E-SUV von Skoda

Mythisch und elektrisch

12.02.2020 Gute Fahrt - Skoda Enyaq: So heißt das erste elektrische SUV von Skoda, welches noch in diesem Jahr auf Basis des Modularen Elektrifizierungsbaukastens (MEB) des Volkswagen Konzerns in Serie gehen soll.

Der Name leitet sich vom irischen Wort ,enya‘ ab und bedeutet ,Quelle des Lebens‘. Enya selbst stammt vom ursprünglichen irischen Wort ,Eithne‘ ab, das für ,Essenz‘, ,Geist‘ oder ,Prinzip‘ steht. 

© Skoda

Wie die Namen der erfolgreichen Skoda SUV-Modelle Kodiaq, Karoq und Kamiq, die sich auf die Sprache der im Norden Kanadas und in Grönland lebenden Inuit beziehen, verbindet Skoda die künftigen rein elektrischen Fahrzeuge auf MEB-Basis mit der irischen Sprache in einer nördlichen und mythenumwobenen Region. Das ,E‘ am Anfang des Namens steht für Elektromobilität, das ,Q‘ am Ende stellt die eindeutige Verbindung zu den Tugenden eines SUV her.

Der Enyaq ist das erste Serienfahrzeug der tschechischen Marke auf Basis des Modularen Elektrifizierungsbaukastens (MEB) des Volkswagen Konzerns und das nächste von insgesamt über zehn elektrifizierten Modellen, die bis Ende 2022 unter dem Dach der Submarke Skoda iV auf den Markt kommen.

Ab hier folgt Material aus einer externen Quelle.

PR #6659, opened 2025-02-06
tap: expose 1 site gap in place_tapcells

gadfort:
This fixes the tapcell issue I mentioned


maliberty:
I think we should move in the opposite direction to making this more automatic rather than more manual.

gadfort:
@maliberty I agree, but this is just exposing the flag that was missing before. If the automatic detection is going to take a while before someone can work on it and implement it, then I would suggest we merge this and then when its ready we can deprecate the issue (this is not the same issue as the antenna repair one).

src/tap/test/disallow_one_site_gaps2.tcl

Bis 2025 rechnet Skoda mit einem Verkaufsanteil von 25 Prozent rein elektrischer Fahrzeuge und Modelle mit Plug-in-Hybridantrieb. Bis 2021 investiert der Automobilhersteller zwei Milliarden Euro in die Entwicklung von elektrifizierten Modellen und den Aufbau eines ganzheitlichen und vernetzten Ökosystems für moderne und umweltfreundliche Mobilitätslösungen.